The comic book series lasted eight issues before being cancelled and the story was left unfinished at the end.

===Video games===
- The 1976 video game Death Race was inspired by the film Death Race 2000. A remake of the same name was released in 1990 for the Nintendo Entertainment System.
- The video game Maze Death Race, released in 1982 for the ZX81 and in 1983 for the ZX Spectrum, resembles the film by its cover artwork, title, and car-driving content.
- The Carmageddon video game series borrows heavily from the plot, characters, and car designs from the film Death Race 2000.

===Alien franchise===

In Death Race 2 (2010) and Death Race 3: Inferno (2013), the character R. H. Weyland (played by Ving Rhames), is the founder of the Weyland Corporation, the company who owns the Terminal Island Penitentiary from the 2008 film.
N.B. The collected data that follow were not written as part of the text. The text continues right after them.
PR #126, opened 2019-02-01
Fix Delivery failure Logging

Cawllec:
## Goal
Ensures that there's a delay between a delivery failing and a retry to avoid log spamming.  Also delays in the case of no network connectivity.

## Test
Attached ZIP features a built package with an extra log included that should trigger in the event of a `500` response, ensuring that the correct delay occurs between delivery attempts.
[Bugsnag.unitypackage.zip](https://github.com/bugsnag/bugsnag-unity/files/2821733/Bugsnag.unitypackage.zip)

### DIFF
--- a/src/BugsnagUnity/IDelivery.cs
+++ b/src/BugsnagUnity/IDelivery.cs
@@ -110,15 +110,20 @@ namespace BugsnagUnity
         {
           // success!
         }
-        // once we can drop support for unity 5.6 we can use req.isNetworkError
-        // instead of req.error != null. According to the unity docs though this
-        // should have the same effect
+        else if (req.responseCode == 404)
+        {
+          DelayBeforeDelivery = true;
+          Send(payload);
+        }
         else if (req.responseCode >= 500)
         {
           // something is wrong with the server/connection, should retry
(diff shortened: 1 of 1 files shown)


src/BugsnagUnity/IDelivery.cs
```diff
@@ -42,7 +44,15 @@ void ProcessQueue()
       {
         try
         {
-          SerializeAndDeliverPayload(Queue.Dequeue());
+          if (Application.internetReachability == NetworkReachability.NotReachable) {
+            Debug.LogWarning("Bugsnag: Network not available, temporarily suspending delivery");
```
kattrali: This log level is unnecessarily high as disconnecting from the network is a common condition. It would be preferable to remove it altogether as it would have the same effect as the current failure log.

src/BugsnagUnity/IDelivery.cs
```diff
@@ -42,7 +44,15 @@ void ProcessQueue()
...
+            System.Threading.Thread.Sleep(10000);
```
kattrali: This duration should be a constant.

The company is mentioned in the remake series, an allusion to the Alien franchise (despite the involvement of Paul W. S. Anderson, who is the director of Alien vs. Predator (2004), who also directed Death Race and co-wrote the 2008 film's prequels and its 2018 sequel Death Race: Beyond Anarchy). In Alien: Augmented Reality Survival Manual, there is a reference to Weyland-Yutani running prison-based racing circuits, calling back to Death Race.

===Television===
The 2017 TV show Blood Drive also draws from the Death Race series. Instead of killing people to earn points, people are sacrificed to the cars' engines, which have been modified to run off human blood.